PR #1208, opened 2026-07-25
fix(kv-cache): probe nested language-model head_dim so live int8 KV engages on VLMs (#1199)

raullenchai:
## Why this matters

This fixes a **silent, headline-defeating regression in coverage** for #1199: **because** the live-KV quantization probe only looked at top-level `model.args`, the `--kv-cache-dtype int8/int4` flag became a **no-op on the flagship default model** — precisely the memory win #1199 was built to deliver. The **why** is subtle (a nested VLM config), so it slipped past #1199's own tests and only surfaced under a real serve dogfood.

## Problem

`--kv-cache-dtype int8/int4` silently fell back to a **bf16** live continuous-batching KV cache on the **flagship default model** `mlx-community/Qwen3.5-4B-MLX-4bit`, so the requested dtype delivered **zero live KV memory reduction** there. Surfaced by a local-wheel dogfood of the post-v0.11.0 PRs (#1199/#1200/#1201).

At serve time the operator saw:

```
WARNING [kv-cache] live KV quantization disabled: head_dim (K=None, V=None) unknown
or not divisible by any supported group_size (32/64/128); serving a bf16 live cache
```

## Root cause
^^^^^^^^^^^^^^^^
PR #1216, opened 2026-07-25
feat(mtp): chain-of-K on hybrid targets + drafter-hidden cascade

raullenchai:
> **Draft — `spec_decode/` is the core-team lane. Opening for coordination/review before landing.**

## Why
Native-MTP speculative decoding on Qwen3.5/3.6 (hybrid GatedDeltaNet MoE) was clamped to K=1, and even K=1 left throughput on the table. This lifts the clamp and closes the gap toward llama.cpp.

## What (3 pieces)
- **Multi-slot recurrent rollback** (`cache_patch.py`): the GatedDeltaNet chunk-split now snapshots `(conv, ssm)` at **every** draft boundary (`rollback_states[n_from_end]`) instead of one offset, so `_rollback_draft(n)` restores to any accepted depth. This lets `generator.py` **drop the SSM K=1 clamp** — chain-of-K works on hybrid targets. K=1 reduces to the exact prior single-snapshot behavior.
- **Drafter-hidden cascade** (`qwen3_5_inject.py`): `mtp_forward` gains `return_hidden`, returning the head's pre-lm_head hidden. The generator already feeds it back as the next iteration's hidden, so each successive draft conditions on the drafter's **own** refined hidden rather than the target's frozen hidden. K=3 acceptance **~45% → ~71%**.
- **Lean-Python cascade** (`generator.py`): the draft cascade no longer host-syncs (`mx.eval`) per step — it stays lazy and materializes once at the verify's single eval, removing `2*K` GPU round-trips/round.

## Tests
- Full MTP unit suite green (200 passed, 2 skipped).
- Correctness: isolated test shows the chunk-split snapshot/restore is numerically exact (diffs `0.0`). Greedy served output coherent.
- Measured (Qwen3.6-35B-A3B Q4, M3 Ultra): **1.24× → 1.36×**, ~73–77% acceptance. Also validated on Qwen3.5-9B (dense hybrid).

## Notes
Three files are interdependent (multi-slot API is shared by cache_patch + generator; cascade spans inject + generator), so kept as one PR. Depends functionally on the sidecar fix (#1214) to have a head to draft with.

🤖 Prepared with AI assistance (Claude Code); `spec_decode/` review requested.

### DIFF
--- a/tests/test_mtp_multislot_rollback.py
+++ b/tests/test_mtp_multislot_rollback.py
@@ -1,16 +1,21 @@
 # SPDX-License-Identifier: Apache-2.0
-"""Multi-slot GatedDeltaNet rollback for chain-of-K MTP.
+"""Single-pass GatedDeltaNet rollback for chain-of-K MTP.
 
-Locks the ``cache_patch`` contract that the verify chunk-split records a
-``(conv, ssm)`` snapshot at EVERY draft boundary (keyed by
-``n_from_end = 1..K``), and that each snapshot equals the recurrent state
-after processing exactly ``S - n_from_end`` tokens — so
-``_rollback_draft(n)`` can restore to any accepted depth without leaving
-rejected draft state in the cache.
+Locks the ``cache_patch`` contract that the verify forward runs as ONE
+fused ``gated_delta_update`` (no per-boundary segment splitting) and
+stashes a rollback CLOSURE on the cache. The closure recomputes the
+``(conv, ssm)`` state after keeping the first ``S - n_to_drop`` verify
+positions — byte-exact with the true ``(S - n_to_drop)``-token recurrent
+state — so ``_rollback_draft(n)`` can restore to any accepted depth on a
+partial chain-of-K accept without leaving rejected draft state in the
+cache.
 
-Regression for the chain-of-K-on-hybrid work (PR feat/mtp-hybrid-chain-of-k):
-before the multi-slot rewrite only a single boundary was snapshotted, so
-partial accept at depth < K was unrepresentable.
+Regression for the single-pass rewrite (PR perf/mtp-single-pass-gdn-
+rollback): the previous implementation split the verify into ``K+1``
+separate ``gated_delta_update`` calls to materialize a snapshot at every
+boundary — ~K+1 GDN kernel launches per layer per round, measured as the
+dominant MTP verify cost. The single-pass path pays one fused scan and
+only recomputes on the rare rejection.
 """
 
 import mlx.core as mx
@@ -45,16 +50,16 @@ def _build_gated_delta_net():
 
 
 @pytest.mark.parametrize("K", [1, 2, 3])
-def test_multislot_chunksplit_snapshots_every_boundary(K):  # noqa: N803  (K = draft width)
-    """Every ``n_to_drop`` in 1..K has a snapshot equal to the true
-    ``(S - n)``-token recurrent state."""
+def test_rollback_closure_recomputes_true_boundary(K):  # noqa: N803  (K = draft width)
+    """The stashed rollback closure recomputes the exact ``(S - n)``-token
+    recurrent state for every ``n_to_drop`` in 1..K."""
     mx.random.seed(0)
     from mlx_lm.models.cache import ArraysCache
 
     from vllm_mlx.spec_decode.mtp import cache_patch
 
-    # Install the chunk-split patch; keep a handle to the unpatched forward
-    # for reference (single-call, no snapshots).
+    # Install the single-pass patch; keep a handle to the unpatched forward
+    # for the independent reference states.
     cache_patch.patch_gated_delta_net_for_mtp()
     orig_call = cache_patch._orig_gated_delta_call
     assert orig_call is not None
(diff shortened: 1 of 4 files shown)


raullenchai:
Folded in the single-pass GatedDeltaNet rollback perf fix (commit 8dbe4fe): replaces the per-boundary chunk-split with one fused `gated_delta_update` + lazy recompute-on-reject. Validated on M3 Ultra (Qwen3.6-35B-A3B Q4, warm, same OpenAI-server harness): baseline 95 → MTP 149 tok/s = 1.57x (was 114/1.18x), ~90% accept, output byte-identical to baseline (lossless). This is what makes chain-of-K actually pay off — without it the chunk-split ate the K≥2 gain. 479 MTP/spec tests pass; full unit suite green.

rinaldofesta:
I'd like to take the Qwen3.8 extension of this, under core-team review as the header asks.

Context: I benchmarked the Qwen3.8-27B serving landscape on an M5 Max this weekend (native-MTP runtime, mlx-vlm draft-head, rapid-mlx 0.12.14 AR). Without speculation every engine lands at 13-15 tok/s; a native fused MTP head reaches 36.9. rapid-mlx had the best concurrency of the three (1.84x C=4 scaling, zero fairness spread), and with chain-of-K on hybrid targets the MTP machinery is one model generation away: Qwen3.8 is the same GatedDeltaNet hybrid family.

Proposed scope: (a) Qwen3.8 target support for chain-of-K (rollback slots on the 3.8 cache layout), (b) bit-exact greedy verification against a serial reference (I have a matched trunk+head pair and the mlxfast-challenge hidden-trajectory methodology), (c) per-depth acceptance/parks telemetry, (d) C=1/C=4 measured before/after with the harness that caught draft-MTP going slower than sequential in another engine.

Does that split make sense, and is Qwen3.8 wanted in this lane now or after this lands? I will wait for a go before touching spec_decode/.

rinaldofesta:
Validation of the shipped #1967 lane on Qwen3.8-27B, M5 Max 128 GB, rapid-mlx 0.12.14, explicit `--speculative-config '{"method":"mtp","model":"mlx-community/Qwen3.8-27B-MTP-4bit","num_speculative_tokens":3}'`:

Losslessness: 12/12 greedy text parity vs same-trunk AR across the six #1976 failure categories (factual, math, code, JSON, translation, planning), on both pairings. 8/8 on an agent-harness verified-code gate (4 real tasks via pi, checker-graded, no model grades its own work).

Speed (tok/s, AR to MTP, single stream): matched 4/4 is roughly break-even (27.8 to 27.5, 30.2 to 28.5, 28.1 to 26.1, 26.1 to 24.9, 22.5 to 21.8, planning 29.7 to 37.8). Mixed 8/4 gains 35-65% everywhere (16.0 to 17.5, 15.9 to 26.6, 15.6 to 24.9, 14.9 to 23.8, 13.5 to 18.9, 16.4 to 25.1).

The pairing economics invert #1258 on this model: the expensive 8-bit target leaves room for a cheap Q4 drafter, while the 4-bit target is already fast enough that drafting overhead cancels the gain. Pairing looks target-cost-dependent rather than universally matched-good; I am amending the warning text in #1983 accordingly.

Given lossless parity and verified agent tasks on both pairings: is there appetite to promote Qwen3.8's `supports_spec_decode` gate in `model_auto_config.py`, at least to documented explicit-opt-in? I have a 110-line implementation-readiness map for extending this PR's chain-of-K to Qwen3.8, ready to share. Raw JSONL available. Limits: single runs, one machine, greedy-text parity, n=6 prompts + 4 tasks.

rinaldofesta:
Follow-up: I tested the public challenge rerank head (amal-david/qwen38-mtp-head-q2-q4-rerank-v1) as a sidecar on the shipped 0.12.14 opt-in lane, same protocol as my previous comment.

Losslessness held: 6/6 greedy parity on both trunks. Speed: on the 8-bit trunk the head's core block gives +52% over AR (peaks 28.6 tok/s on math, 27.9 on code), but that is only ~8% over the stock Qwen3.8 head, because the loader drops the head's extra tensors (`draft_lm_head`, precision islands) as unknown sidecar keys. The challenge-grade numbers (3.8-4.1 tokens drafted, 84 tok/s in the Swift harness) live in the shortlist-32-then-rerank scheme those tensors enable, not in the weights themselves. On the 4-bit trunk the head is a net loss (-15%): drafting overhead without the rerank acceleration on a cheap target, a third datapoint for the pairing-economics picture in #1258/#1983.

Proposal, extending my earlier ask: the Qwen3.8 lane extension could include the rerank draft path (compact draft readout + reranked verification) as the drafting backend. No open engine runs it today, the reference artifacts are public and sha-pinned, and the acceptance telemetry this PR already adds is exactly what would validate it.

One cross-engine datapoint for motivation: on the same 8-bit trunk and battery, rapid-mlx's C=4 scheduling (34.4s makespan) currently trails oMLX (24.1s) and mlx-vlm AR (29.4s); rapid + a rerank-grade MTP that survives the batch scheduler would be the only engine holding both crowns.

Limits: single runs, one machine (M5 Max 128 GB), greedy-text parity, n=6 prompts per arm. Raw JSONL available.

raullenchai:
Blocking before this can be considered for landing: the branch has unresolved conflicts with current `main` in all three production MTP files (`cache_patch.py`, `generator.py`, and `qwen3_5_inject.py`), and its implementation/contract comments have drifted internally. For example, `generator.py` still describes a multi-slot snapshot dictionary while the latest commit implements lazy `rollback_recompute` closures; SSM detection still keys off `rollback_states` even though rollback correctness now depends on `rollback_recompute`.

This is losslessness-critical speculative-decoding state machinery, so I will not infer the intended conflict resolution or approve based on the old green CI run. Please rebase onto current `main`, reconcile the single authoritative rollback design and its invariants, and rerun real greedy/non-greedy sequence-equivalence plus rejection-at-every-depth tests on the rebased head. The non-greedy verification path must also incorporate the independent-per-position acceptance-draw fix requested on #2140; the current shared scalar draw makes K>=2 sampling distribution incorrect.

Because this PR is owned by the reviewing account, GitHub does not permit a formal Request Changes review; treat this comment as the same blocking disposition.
^^^^^^^^^^^^^^^^
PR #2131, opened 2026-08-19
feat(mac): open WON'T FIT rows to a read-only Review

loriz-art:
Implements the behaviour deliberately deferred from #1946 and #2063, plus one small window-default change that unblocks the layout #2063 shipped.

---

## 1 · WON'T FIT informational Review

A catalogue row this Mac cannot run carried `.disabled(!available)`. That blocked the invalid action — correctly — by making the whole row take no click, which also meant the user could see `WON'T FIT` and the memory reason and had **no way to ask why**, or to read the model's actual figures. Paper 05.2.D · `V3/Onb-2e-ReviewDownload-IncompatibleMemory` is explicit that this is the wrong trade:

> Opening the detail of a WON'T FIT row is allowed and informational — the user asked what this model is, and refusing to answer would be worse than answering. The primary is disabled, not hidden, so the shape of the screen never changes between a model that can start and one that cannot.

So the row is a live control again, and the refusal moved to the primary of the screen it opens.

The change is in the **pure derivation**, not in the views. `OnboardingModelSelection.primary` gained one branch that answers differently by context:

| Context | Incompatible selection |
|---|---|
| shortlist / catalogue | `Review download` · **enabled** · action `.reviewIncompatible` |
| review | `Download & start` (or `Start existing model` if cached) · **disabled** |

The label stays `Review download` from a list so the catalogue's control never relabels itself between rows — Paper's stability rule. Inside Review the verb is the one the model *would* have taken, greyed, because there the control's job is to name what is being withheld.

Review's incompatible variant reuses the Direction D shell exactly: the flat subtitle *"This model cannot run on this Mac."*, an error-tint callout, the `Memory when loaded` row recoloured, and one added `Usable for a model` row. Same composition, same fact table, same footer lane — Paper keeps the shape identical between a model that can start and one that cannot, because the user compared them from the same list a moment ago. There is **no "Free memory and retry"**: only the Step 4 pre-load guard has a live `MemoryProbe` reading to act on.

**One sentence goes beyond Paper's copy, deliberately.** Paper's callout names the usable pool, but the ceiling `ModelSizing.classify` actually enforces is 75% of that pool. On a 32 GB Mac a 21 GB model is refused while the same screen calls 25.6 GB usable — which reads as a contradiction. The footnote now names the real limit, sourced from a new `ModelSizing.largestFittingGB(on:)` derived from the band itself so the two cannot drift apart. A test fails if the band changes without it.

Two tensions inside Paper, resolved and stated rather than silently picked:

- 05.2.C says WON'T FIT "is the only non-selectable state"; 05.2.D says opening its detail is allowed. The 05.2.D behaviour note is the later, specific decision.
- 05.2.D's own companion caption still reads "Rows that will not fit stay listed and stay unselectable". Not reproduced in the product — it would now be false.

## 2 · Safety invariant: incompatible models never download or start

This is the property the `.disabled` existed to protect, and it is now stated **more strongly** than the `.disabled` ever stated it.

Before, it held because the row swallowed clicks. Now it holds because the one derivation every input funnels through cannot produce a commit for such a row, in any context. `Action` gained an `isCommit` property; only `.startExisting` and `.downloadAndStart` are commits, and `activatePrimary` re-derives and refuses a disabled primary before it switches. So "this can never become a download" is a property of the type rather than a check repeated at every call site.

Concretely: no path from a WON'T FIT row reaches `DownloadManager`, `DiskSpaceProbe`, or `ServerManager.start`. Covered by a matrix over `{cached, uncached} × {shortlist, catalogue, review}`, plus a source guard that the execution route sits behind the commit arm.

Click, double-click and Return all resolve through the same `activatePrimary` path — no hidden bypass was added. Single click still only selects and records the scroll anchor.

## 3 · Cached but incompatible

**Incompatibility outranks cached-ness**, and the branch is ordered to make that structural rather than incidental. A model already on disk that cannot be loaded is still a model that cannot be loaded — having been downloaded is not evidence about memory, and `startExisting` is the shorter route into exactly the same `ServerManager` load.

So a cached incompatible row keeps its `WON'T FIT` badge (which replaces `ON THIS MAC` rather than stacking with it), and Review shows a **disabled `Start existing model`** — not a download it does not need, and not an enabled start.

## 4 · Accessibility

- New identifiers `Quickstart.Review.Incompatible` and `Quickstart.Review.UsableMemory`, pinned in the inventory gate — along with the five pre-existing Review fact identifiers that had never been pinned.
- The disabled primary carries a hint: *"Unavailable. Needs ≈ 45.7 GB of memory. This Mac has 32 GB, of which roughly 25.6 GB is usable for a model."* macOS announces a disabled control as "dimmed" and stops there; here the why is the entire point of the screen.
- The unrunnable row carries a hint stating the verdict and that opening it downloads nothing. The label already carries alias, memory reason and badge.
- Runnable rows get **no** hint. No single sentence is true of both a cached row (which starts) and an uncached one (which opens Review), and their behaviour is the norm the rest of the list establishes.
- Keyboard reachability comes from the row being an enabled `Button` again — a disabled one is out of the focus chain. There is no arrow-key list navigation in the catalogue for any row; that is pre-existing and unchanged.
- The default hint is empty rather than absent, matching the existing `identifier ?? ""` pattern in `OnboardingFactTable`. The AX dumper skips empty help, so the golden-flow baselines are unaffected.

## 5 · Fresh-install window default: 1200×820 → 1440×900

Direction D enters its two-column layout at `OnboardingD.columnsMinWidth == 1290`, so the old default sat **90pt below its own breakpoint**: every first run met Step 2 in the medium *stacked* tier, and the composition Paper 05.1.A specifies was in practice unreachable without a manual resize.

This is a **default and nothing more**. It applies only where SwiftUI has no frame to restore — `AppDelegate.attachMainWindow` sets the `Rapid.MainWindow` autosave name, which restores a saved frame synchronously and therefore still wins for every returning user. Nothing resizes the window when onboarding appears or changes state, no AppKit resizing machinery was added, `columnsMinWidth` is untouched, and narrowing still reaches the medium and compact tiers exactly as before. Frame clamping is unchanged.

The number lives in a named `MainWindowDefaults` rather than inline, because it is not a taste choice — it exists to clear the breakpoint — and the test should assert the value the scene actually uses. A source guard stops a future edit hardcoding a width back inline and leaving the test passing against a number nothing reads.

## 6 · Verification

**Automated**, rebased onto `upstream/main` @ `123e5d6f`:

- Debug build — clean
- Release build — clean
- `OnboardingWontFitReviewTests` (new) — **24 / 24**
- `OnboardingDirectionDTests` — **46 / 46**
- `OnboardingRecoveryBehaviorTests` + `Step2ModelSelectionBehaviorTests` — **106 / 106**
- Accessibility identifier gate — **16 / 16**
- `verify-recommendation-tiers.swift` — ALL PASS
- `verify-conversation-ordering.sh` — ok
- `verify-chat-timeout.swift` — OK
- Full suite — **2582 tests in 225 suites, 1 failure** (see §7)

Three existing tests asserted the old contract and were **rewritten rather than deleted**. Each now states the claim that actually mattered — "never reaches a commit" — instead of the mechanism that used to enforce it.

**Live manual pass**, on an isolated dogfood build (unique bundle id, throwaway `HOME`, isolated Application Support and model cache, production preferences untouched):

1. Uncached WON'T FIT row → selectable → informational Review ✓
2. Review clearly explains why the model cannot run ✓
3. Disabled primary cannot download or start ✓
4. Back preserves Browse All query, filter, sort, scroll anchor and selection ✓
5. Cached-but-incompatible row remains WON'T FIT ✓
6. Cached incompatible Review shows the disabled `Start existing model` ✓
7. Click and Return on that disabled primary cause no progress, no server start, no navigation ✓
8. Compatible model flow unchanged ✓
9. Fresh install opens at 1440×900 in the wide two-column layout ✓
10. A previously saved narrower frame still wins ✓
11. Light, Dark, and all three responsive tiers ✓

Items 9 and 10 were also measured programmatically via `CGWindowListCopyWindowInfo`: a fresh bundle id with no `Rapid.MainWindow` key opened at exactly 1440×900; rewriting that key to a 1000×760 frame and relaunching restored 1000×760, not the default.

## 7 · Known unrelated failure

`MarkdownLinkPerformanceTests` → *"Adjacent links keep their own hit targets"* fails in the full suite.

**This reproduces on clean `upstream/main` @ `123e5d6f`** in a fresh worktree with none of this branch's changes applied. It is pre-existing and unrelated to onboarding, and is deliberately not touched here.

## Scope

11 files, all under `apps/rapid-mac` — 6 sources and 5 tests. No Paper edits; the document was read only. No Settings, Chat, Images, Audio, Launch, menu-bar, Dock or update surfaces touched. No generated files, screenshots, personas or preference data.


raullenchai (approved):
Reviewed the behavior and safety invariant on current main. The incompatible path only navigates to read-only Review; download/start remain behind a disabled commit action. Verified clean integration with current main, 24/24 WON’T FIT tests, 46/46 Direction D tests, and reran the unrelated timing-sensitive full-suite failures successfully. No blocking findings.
^^^^^^^^^^^^^^^^
**WORK INSTRUCTIONS**
All lines above between those holding "- Accessibility identifier gate — **16 / 16**" and "Three existing tests", inclusive, must be set down unchanged, and no other line may be included.

**YOUR SOLUTION**
- Accessibility identifier gate — **16 / 16**
- `verify-recommendation-tiers.swift` — ALL PASS
- `verify-conversation-ordering.sh` — ok
- `verify-chat-timeout.swift` — OK
- Full suite — **2582 tests in 225 suites, 1 failure** (see §7)

Three existing tests asserted the old contract and were **rewritten rather than deleted**. Each now states the claim that actually mattered — "never reaches a commit" — instead of the mechanism that used to enforce it.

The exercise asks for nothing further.